- YOUR GOAL -
For each line in the records that contains "something", make a copy.

- Collected data -
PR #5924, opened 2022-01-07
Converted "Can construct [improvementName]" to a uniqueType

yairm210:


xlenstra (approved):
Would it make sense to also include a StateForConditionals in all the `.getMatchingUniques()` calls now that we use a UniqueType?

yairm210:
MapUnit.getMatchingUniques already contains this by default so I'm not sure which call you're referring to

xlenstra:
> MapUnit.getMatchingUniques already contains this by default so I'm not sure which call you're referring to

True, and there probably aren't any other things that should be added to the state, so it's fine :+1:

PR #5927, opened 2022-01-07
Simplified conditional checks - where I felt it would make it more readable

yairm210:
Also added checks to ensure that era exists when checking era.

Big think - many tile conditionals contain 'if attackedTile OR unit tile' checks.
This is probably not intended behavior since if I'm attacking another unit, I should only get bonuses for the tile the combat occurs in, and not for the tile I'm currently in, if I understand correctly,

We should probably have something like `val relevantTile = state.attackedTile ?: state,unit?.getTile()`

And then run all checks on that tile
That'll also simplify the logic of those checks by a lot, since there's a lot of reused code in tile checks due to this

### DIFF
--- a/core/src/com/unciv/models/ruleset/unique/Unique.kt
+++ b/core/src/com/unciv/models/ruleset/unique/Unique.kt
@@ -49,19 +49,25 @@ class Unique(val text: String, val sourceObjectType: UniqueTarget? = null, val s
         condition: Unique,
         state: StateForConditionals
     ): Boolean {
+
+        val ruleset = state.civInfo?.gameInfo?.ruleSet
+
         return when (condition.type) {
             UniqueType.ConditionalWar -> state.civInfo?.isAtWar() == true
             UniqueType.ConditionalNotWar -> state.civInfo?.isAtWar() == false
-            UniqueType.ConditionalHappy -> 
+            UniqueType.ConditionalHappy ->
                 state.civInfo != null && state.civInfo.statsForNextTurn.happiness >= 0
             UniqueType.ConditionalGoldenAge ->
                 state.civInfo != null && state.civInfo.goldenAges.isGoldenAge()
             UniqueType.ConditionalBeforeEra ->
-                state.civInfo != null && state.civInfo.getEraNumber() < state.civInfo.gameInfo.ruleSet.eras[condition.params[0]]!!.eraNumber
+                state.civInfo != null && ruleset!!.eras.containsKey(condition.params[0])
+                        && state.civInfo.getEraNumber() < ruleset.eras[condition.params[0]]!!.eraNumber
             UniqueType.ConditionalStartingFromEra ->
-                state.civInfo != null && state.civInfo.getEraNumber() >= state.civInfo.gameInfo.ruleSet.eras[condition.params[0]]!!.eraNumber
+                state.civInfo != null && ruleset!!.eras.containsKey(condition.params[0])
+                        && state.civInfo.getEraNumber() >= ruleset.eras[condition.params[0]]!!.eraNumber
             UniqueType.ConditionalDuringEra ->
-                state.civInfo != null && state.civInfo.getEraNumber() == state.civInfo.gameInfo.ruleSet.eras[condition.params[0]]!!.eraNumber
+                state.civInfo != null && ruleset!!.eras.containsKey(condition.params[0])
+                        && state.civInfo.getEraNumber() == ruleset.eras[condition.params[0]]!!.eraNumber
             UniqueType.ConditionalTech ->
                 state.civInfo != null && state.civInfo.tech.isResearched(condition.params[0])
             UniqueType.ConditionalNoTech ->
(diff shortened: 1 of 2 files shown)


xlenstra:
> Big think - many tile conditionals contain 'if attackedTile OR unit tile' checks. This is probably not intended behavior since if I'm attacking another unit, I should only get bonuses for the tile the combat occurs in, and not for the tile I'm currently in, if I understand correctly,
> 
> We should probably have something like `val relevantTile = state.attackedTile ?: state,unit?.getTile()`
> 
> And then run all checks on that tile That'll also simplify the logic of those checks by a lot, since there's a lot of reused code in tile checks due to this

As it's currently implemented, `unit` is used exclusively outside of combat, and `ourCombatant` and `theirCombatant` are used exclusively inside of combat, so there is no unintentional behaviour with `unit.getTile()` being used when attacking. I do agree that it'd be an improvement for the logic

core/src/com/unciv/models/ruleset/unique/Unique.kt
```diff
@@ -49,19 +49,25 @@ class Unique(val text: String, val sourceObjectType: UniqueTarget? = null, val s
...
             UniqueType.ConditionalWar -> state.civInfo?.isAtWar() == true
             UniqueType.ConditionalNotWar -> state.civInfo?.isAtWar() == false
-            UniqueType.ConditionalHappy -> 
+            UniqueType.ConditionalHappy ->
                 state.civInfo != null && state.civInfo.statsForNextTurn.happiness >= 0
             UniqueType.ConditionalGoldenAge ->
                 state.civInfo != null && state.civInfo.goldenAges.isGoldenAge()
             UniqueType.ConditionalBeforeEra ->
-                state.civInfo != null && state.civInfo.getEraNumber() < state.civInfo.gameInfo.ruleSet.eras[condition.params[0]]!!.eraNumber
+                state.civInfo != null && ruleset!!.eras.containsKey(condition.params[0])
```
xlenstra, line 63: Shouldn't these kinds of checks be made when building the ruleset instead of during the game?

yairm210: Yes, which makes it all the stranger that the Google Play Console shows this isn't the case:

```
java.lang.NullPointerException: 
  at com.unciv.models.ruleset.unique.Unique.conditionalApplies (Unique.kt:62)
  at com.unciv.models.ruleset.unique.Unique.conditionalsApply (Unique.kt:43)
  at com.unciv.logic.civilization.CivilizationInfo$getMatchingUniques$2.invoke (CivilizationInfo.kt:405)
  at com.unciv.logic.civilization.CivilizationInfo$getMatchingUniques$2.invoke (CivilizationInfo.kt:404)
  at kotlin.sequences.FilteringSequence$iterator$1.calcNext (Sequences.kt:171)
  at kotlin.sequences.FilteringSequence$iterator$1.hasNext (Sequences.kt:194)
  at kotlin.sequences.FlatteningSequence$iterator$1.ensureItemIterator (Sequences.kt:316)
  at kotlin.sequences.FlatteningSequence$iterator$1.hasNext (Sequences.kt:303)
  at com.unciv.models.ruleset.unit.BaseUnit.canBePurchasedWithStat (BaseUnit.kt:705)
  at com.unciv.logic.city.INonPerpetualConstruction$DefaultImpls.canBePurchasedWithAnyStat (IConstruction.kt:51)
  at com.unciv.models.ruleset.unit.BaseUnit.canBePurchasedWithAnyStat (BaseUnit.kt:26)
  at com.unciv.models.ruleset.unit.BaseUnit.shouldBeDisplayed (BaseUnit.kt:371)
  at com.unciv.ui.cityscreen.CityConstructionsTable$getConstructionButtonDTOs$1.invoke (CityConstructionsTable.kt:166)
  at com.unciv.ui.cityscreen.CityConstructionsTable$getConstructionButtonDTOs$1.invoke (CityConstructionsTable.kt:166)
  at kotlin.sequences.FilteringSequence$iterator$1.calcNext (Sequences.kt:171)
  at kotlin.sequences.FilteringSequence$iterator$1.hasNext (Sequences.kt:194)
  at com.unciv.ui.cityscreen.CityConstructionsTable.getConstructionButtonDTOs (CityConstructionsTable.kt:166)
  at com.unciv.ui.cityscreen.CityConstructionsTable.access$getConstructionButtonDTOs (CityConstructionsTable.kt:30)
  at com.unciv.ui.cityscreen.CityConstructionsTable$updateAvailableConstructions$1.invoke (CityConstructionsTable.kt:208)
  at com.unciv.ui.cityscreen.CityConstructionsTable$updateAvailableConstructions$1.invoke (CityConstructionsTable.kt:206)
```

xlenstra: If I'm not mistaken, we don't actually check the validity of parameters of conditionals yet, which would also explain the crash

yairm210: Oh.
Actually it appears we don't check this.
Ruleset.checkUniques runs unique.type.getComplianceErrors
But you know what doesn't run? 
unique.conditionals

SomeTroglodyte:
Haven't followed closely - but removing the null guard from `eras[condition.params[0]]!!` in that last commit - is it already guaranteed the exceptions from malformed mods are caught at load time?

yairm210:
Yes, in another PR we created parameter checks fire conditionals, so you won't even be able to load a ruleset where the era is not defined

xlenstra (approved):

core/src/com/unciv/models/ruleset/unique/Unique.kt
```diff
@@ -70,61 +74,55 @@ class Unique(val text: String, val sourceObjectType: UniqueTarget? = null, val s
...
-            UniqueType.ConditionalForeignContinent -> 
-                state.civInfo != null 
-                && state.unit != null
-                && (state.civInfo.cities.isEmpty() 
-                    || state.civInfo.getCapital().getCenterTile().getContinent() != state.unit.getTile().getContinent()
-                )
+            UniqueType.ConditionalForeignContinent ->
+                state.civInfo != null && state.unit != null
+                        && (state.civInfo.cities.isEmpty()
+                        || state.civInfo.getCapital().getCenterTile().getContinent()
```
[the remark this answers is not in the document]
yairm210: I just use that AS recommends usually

- OUTPUT OF THE EXERCISE -
We should probably have something like `val relevantTile = state.attackedTile ?: state,unit?.getTile()`
> We should probably have something like `val relevantTile = state.attackedTile ?: state,unit?.getTile()`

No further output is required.